# Measure theory

• Apr 7th 2010, 07:48 AM
Chandru1
Measure theory
Let f be an extended real valued function defined on a measurable set E of R. Show that f is a measurable function on E iff for each rational number r the set $\displaystyle E(f<r)= \{ x \in E \ : \ f(x)<r\}$ is a measurable subset of E.
• Apr 7th 2010, 10:55 AM
southprkfan1
Quote:

Originally Posted by Chandru1
Let f be an extended real valued function defined on a measurable set E of R. Show that f is a measurable function on E iff for each rational number r the set $\displaystyle E(f<r)= \{ x \in E \ : \ f(x)<r\}$ is a measurable subset of E.

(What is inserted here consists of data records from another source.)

PR #1565, opened 2017-12-09
Add `opacity: 0` to `waitForSelector`’s hidden element check

benschwarz:
There are many, many ways someone can hide an element from view, but it seems odd that the only stylistic check done here is on the `visibility` property. 

This change adds checks for `display: none` and `opacity: 0;`. We're very likely to see these methods of hiding something from view in plenty of codebases. 

Ideally, this code would follow whatever it is that selenium does for 'visibility checks', but I'd rather not start bike shedding that on this PR.

### DIFF
--- a/lib/FrameManager.js
+++ b/lib/FrameManager.js
@@ -577,7 +577,7 @@ class Frame {
       if (!waitForVisible && !waitForHidden)
         return true;
       const style = window.getComputedStyle(node);
-      const isVisible = style && style.visibility !== 'hidden' && hasVisibleBoundingBox();
+      const isVisible = style && style.visibility !== 'hidden' && style.display !== 'none' && style.opacity !== '0' && hasVisibleBoundingBox();
       return (waitForVisible === isVisible || waitForHidden === !isVisible);
 
       /**
--- a/lib/FrameManager.js
+++ b/lib/FrameManager.js
@@ -577,7 +577,7 @@ class Frame {
       if (!waitForVisible && !waitForHidden)
         return true;
       const style = window.getComputedStyle(node);
-      const isVisible = style && style.visibility !== 'hidden' && style.display !== 'none' && style.opacity !== '0' && hasVisibleBoundingBox();
+      const isVisible = style && style.visibility !== 'hidden' && style.opacity !== '0' && hasVisibleBoundingBox();
       return (waitForVisible === isVisible || waitForHidden === !isVisible);
 
       /**
--- a/test/test.js
+++ b/test/test.js
@@ -809,6 +809,16 @@ describe('Page', function() {
       expect(await waitForSelector).toBe(true);
       expect(divHidden).toBe(true);
     }));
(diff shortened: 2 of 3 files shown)


lib/FrameManager.js
```diff
@@ -577,7 +577,7 @@ class Frame {
       if (!waitForVisible && !waitForHidden)
         return true;
       const style = window.getComputedStyle(node);
-      const isVisible = style && style.visibility !== 'hidden' && hasVisibleBoundingBox();
+      const isVisible = style && style.visibility !== 'hidden' && style.display !== 'none' && style.opacity !== '0' && hasVisibleBoundingBox();
```
ebidel: ` style.display !== 'none'` should be covered by the `hasVisibleBoundingBox()` check. If the element (or any ancestor) is `display: none` then the bounding rect will be 0 width/height.

benschwarz:
@ebidel I guess just `opacity: 0`, then?

ebidel:
Yea

benschwarz:
Sweet, I'll add a test to cover. Anything else required to merge?

ebidel:
Docs too. https://github.com/GoogleChrome/puppeteer/blob/master/docs/api.md

test/test.js
```diff
@@ -809,6 +809,16 @@ describe('Page', function() {
       expect(await waitForSelector).toBe(true);
       expect(divHidden).toBe(true);
     }));
+    it('hidden should wait for opacity: 0', SX(async function() {
+      let divHidden = false;
+      await page.setContent(`<div style='opacity: 1;'></div>`);
+      const waitForSelector = page.waitForSelector('div', {hidden: true}).then(() => divHidden = true);
+      await page.waitForSelector('div'); // do a round trip
+      expect(divHidden).toBe(false);
+      await page.evaluate(() => document.querySelector('div').style.setProperty('display', '0'));
```
ebidel, line 818: `document.querySelector('div').style.opacity = '0';`

test/test.js
```diff
@@ -809,6 +809,16 @@ describe('Page', function() {
       expect(await waitForSelector).toBe(true);
       expect(divHidden).toBe(true);
     }));
+    it('hidden should wait for opacity: 0', SX(async function() {
```
aslushnikov, line 812: Tests have slightly changed; the `SX` function is no longer needed, and the `page` is passed to the test function itself.
```js
it('hidden should wait for opacity: 0', async function({page}) {
  // ...
});
```

aslushnikov (commented):
@benschwarz: do you still want to land this CL?

test/test.js
benschwarz: Thanks for the heads up.

benschwarz:
@aslushnikov Yep, I've just had a busy week and didn't get to come back to this

aslushnikov:
Closing this for now. @benschwarz please feel free to send this again as you have time to get back to this!

PR #1566, opened 2017-12-10
Throw exception when set cookie in 'about:blank' page

jihchi:
# DEPRECATED
Please refer to #1567 

---

Original from https://github.com/GoogleChrome/puppeteer/pull/1411#issuecomment-345423707

When you set cookie in 'about:blank' page, you'll get following exception:

```
AssertionError [ERR_ASSERTION]: Blank page can not have cookie "<cookie_name>"
```


jihchi:
I signed it!

PR #1571, opened 2017-12-11
fix(ElementHandle): throw when trying to focus non-focusable element

### LINKED ISSUE #1486: page.type with disabled input and focus on a different input
I encountered some unexpected behavior when I was using page.type on a disabled input field, while the focus was on a different field.

**Example:**
Tested with v0.13.0 on Ubuntu 16.04 and node v0.8.4.

```html
<html>
<body>
	<input type="text" id="username" value="john" disabled="disabled" />
	<input type="text" id="password" autofocus />
</body>
</html>
```

```javascript
'use strict';

(async () => {
  let username, password;

    headless: false
  });
  await page.goto('file:///tmp/test.html');

  await page.type('#username', 'john.doe');
  await page.type('#password', '123456');

  username = await page.evaluate(() => {
    return document.querySelector('#username').value;
  });
  console.log(username);

  password = await page.evaluate(() => {
    return document.querySelector('#password').value;
  });
  console.log(password);

  await browser.close();
})();
```

**Expected Result:**
I expected that the username remains unchanged and the password contains _123456_. Or maybe an Error because I'm trying to type into a disabled input field.

**Actual Result:**
Instead the username remains unchanged and the password contains both the username and the password.

Right now I avoid this issue by checking the disabled attribute before using page.type, which isn't a bad idea anyway.

PS: Thank you for Puppeteer!

aslushnikov:
This patch starts throwing errors when trying to focus non-focusable
element.

Fixes #1486

### DIFF
--- a/lib/ElementHandle.js
+++ b/lib/ElementHandle.js
@@ -96,7 +96,11 @@ class ElementHandle extends JSHandle {
   }
 
   async focus() {
-    await this.executionContext().evaluate(element => element.focus(), this);
+    await this.executionContext().evaluate(element => {
+      element.focus();
+      if (element.ownerDocument.activeElement !== element)
+        throw new Error('Failed to focus: element is not focusable!');
+    }, this);
   }
 
   /**
--- a/test/test.js
+++ b/test/test.js
@@ -1998,6 +1998,13 @@ describe('Page', function() {
       await textarea.press('a', {text: 'y'});
       expect(await page.evaluate(() => document.querySelector('textarea').value)).toBe('f');
     }));
+    it('should not focus non-focusable elements', SX(async function() {
+      await page.setContent('<input disabled></input>');
+      const input = await page.$('input');
+      let error = null;
+      await input.focus().catch(e => error = e);
+      expect(error.message).toContain('not focusable');
+    }));
     it('should send a character with sendCharacter', SX(async function() {
       await page.goto(PREFIX + '/input/textarea.html');
       await page.focus('textarea');


lib/ElementHandle.js
```diff
@@ -96,7 +96,11 @@ class ElementHandle extends JSHandle {
   }
 
   async focus() {
-    await this.executionContext().evaluate(element => element.focus(), this);
+    await this.executionContext().evaluate(element => {
+      element.focus();
+      if (element.ownerDocument.activeElement !== element)
```
JoelEinbinder, line 101: `element.focus()` calls the event listeners, which may redirect focus to some other element.

aslushnikov: Indeed, thank you

JoelEinbinder: Maybe you can add an event listener for focus, and see if a focus event was fired after calling .focus.

JoelEinbinder: Adding an event listener to element.ownerDocument with useCapture true only fails if there is a previous event listener on the document that calls stopImmediatePropagation and doesn't call preventDefault.

Or we can modify [`DOM.focus`](https://aslushnikov.github.io/vanilla-protocol-viewer/#DOM.focus) to return true if the focus was applied successfully.

aslushnikov: > Or we can modify DOM.focus to return true if the focus was applied successfully.

I like this

aslushnikov:
Closing this for now since the protocol approach would be ideal.

Issue #291, opened 2017-08-16
Video Playback Fails


benjamingr:
Video playback does not work with puppeteer.

Sample code:

```js
const browser = await puppeteer.launch({headless: false}); // reproduces with headless: true too
const page = await browser.newPage();
await page.goto('https://video-dev.github.io/hls.js/demo/');
```

Expected result: big buck bunny plays at `https://video-dev.github.io/hls.js/demo/`
Result: no video playback with the error: 

> your Browser does not support MediaSourceExtension / MP4 mediasource toggle playback controls

Garbee:
I think is is because the MP4 codec is under a paid license fee. Which means it isn't distributed with Chromium but only within Google Chrome.

aslushnikov:
mp4 is missing in chromium: https://www.chromium.org/audio-video

Garbee:
https://www.quirksmode.org/html5/tests/video.html  as well to test. MP4 fails, but OGG Theora and WebM both play fine with Chromium.

benjamingr:
Thanks for the amazingly fast response!

I'll resolve this by using Chrome instead as suggested in https://github.com/GoogleChrome/puppeteer/issues/288

Garbee:
You'd need to be on Chrome Canary to get accurate enough runnings at this point. Puppeteer relies on some bleeding-edge changes on Chromium internally. Which have yet to get out to even Dev Channel. So while Chrome may work, it isn't currently guaranteed to work.

benjamingr:
Thanks, that's probably something you're going to want to document.

Garbee:
It's noted under the [installation section](https://github.com/GoogleChrome/puppeteer#installation) of the README.

PR #1572, opened 2017-12-11
docs(README): add note on features not supported by Chromium

ithinkihaveacat:
Developers are frequently surprised that Puppeteer does not support video (see e.g. https://github.com/GoogleChrome/puppeteer/issues/291 and [other issues mentioning "video"](https://github.com/GoogleChrome/puppeteer/issues?utf8=%E2%9C%93&q=is%3Aissue+video), many of which are related).

The documentation does explain how to use Chrome instead of Chromium, but I couldn't find anywhere that links this "fix" to the problem of audio/video not working (the only reason to do this?).


README.md
```diff
@@ -219,3 +219,10 @@ other frameworks could adopt Puppeteer as their foundational layer.
...
 
 We've reached out to a number of these projects to see if there are opportunities for collaboration, and we're happy to do what we can to help.
+
+#### Q: What features does Puppeteer not support?
+
+You may find that Puppeteer does not behave as expected when controlling pages that incorporate audio and video. (For example, [video playback/screenshots is likely to fail](https://github.com/GoogleChrome/puppeteer/issues/291).) There are two reasons for this:
+
+* Puppeteer is bundled with Chromium--not Chrome--and so by default, it inherits all of [Chromium's video-related limitations](https://www.chromium.org/audio-video). This means that Puppeteer does not understand the MP4 container format, and also does not support MP3, AAC or H.264. (However, it is possible to force Puppeteer to use a separately-installed version Chrome instead of Chromium via the [`executablePath` option to `puppeteer.launch`](https://github.com/GoogleChrome/puppeteer/blob/master/docs/api.md#puppeteerlaunchoptions). You should only use this configuration if you need Chrome's audio/video support.)
```
ebidel: Thanks for adding this. mp3/mp4 support was added to chromium 2 days ago. https://bugs.chromium.org/p/chromium/issues/detail?id=746579

We should probably leave them out since we'll pick them up the next time we rev chromium.

ebidel (changes requested):

README.md
ithinkihaveacat: Sure, that's good news! Updated to remove mention of MP3/MP4.

README.md
```diff
@@ -219,3 +219,10 @@ other frameworks could adopt Puppeteer as their foundational layer.
 The past few months have brought [several new libraries for automating headless Chrome](https://medium.com/@kensoh/chromeless-chrominator-chromy-navalia-lambdium-ghostjs-autogcd-ef34bcd26907). As the team authoring the underlying DevTools Protocol, we're excited to witness and support this flourishing ecosystem.
 
 We've reached out to a number of these projects to see if there are opportunities for collaboration, and we're happy to do what we can to help.
+
+#### Q: What features does Puppeteer not support?
+
+You may find that Puppeteer does not behave as expected when controlling pages that incorporate audio and video. (For example, [video playback/screenshots is likely to fail](https://github.com/GoogleChrome/puppeteer/issues/291).) There are two reasons for this:
```
ebidel, line 225: Sorry to be picky. I think we can ditch the link now b/c it's discussing lack of mp3/4 support, which is not true anymore :)

README.md
```diff
@@ -219,3 +219,10 @@ other frameworks could adopt Puppeteer as their foundational layer.
...
+
+* Puppeteer is bundled with Chromium--not Chrome--and so by default, it inherits all of [Chromium's media-related limitations](https://www.chromium.org/audio-video). This means that Puppeteer does not support AAC or H.264. (However, it is possible to force Puppeteer to use a separately-installed version Chrome instead of Chromium via the [`executablePath` option to `puppeteer.launch`](https://github.com/GoogleChrome/puppeteer/blob/master/docs/api.md#puppeteerlaunchoptions). You should only use this configuration if you need Chrome's audio/video support.)
```
ebidel: Puppeteer does not support AAC or H.264 -> Puppeteer does not support licensed formats such as AAC or H.264.

ebidel: if you need Chrome's audio/video support. -> if you need an official release of Chrome that supports these media formats.

ebidel (changes requested):

aslushnikov:
@ithinkihaveacat do you want to proceed with this?

README.md
ithinkihaveacat: Is MP4 supposed to work now with GoogleChrome/master? #291 now fails in a slightly different way (no error message), but the video still doesn't play.

ithinkihaveacat:
@aslushnikov Yes, sorry, I just just waiting to see what forms of video Chromium/Puppeteer supports with the latest update, but I'm not sure there's any change--is there supposed to be?

aslushnikov:
@ithinkihaveacat I don't think anything has changed.

README.md
ithinkihaveacat: Changed in 5b0d01878eab40d59ff252a837195087322b9ed1.

ithinkihaveacat: Changed in b4ee320b517d1fee3baba3bbeeb4003a81eb5c36.

ithinkihaveacat:
@aslushnikov Ok, I think this is ready now.

@ebidel wanted the bit that mentions video playback being likely to fail removed, but in my tests I don't think Puppeteer's behaviour has changed much here, so I've left it in.

aslushnikov (approved):

README.md
aslushnikov: Indeed, looks like mp4 is still not supported by chromium atm.

PR #1574, opened 2017-12-11
docs(README.md): Update docs to more clearly differentiate between Ch…

### LINKED ISSUE #1516: Clarify whether this uses Chrome or Chromium
### Steps to reproduce

* Puppeteer version: 0.13
* Platform / OS version: Mac OSX 10.12.6
* URLs (if applicable):

The documentation is rather confusing - it is hard to tell if you are using Chromium or Chrome (or both?)

For example:
"Puppeteer is a Node library which provides a high-level API to control headless Chrome over the DevTools Protocol. It can also be configured to use full (non-headless) Chrome."

then
" When you install Puppeteer, it downloads a recent version of Chromium (~71Mb Mac, ~90Mb Linux, ~110Mb Win) that is guaranteed to work with the API"

then
"Puppeteer launches Chromium in headless mode. To launch a full version of Chromium, set the 'headless' option when launching a browser:"

then
"By default, Puppeteer downloads and uses a specific version of Chromium so its API is guaranteed to work out of the box. To use Puppeteer with a different version of Chrome, pass in the executable's path when creating a Browser instance:"

Within the course of two sentences, it changes from Chromium to Chrome.

Another example:
"Puppeteer works only with Chrome. However, many teams only run unit tests with a single browser (e.g. PhantomJS). In non-testing use cases, Puppeteer provides a powerful but simple API because it's only targeting one browser that enables you to rapidly develop automation scripts.

Puppeteer uses the latest versions of Chromium."

Does Puppeteer use Chrome, or Chromium?

Please clarify. I think the docs should also be updated to be consistent in the use of 'chrome' vs 'chromium'

FWIW, when I install it on a mac, it installs Chromium into .local_chromium.

karloskalcium:
…romium and Chrome

This patch clarifies the documentation to more clearly note that Puppeteer works with both Chromium (by default)
and Chrome.

Fixes #1516

### DIFF
--- a/README.md
+++ b/README.md
@@ -4,7 +4,7 @@
 
 ###### [API](docs/api.md) | [FAQ](#faq) | [Contributing](https://github.com/GoogleChrome/puppeteer/blob/master/CONTRIBUTING.md)
 
-> Puppeteer is a Node library which provides a high-level API to control [headless](https://developers.google.com/web/updates/2017/04/headless-chrome) Chrome over the [DevTools Protocol](https://chromedevtools.github.io/devtools-protocol/). It can also be configured to use full (non-headless) Chrome.
+> Puppeteer is a Node library which provides a high-level API to control [headless](https://developers.google.com/web/updates/2017/04/headless-chrome) Chrome or Chromium over the [DevTools Protocol](https://chromedevtools.github.io/devtools-protocol/). It can also be configured to use full (non-headless) Chrome or Chromium.
 
 ###### What can I do?
 
@@ -112,7 +112,7 @@ const browser = await puppeteer.launch({headless: false}); // default is true
 **2. Runs a bundled version of Chromium**
 
 By default, Puppeteer downloads and uses a specific version of Chromium so its API
-is guaranteed to work out of the box. To use Puppeteer with a different version of Chrome,
+is guaranteed to work out of the box. To use Puppeteer with a different version of Chrome or Chromium,
 pass in the executable's path when creating a `Browser` instance:
 
 ```js
@@ -120,6 +120,9 @@ const browser = await puppeteer.launch({executablePath: '/path/to/Chrome'});
 ```
 
 See [`Puppeteer.launch()`](https://github.com/GoogleChrome/puppeteer/blob/master/docs/api.md#puppeteerlaunchoptions) for more information.
+
+See [`this article`](https://www.howtogeek.com/202825/what%E2%80%99s-the-difference-between-chromium-and-chrome/) for a description 
+of the differences between Chromium and Chrome. [`This article`](https://chromium.googlesource.com/chromium/src/+/lkcr/docs/chromium_browser_vs_google_chrome.md) describes some differences for Linux users.
 
 **3. Creates a fresh user profile**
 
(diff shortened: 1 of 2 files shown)


README.md
```diff
@@ -121,6 +121,9 @@ const browser = await puppeteer.launch({executablePath: '/path/to/Chrome'});
 
 See [`Puppeteer.launch()`](https://github.com/GoogleChrome/puppeteer/blob/master/docs/api.md#puppeteerlaunchoptions) for more information.
 
+See [`this document`](https://chromium.googlesource.com/chromium/src/+/lkcr/docs/chromium_browser_vs_google_chrome.md) for a description
```
ebidel: https://www.howtogeek.com/202825/what%E2%80%99s-the-difference-between-chromium-and-chrome/ is a bit newer and isn't specific to Linux.

docs/api.md
```diff
@@ -12,6 +12,7 @@
   * [puppeteer.connect(options)](#puppeteerconnectoptions)
   * [puppeteer.executablePath()](#puppeteerexecutablepath)
   * [puppeteer.launch([options])](#puppeteerlaunchoptions)
+  * [Chromium vs Chrome](#chromium-vs-chrome)
```
ebidel: I wonder if we need this section in the API docs? It's duplicated in README.

docs/api.md
```diff
@@ -249,13 +250,13 @@ This methods attaches Puppeteer to an existing Chromium instance.
...
+  - `executablePath` <[string]> Path to a Chromium or Chrome executable to run instead of bundled Chromium. If `executablePath` is a relative path, then it is resolved relative to [current working directory](https://nodejs.org/api/process.html#process_process_cwd).
   - `slowMo` <[number]> Slows down Puppeteer operations by the specified amount of milliseconds. Useful so that you can see what is going on.
   - `args` <[Array]<[string]>> Additional arguments to pass to the Chromium instance. List of Chromium flags can be found [here](http://peter.sh/experiments/chromium-command-line-switches/).
-  - `handleSIGINT` <[boolean]> Close chrome process on Ctrl-C. Defaults to `true`.
-  - `handleSIGTERM` <[boolean]> Close chrome process on SIGTERM. Defaults to `true`.
-  - `handleSIGHUP` <[boolean]> Close chrome process on SIGHUP. Defaults to `true`.
-  - `timeout` <[number]> Maximum time in milliseconds to wait for the Chrome instance to start. Defaults to `30000` (30 seconds). Pass `0` to disable timeout.
+  - `handleSIGINT` <[boolean]> Close Chromium process on Ctrl-C. Defaults to `true`.
```
ebidel: Chromium -> "browser" for these?

ebidel (changes requested):

README.md
karloskalcium: Fair enough, but my thought was, chromium.googlesource.com is an official google page, as opposed to howtogeek, which is maintained by someone random. We could link both perhaps?

docs/api.md
karloskalcium: I added it because there was already a note about chrome vs chrominum, so I just made it into a section and added a little bit more exposition.

docs/api.md
karloskalcium: sure that seems reasonable.

docs/api.md
ebidel: Ack

README.md
ebidel: I tend to agree with you, but that page is very specific to Linux. It might confuse people.

karloskalcium:
Made some changes as discussed, please take another look.

ebidel (approved):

-->Suppose f is measurable

then $\displaystyle f^{-1}$ takes opens sets to measurable sets

Fix a rational number r

But $\displaystyle E(f<r)= \{ x \in E \ : \ f(x)<r\}$ = $\displaystyle f^{-1}$($\displaystyle -\infty$, r), which is measurable

<--Suppose for each rational number r the set $\displaystyle E(f<r)= \{ x \in E \ : \ f(x)<r\}$ is a measurable subset of E.

Fix b in $\displaystyle R$

We want to show $\displaystyle f^{-1}$($\displaystyle -\infty$, b) is measurable.

This is clearly true if b is rational (by assumption)

If b is irrational, then we can find a sequence of rationals, {$\displaystyle q_n$} that are increasing (or decreasing) and converge to b.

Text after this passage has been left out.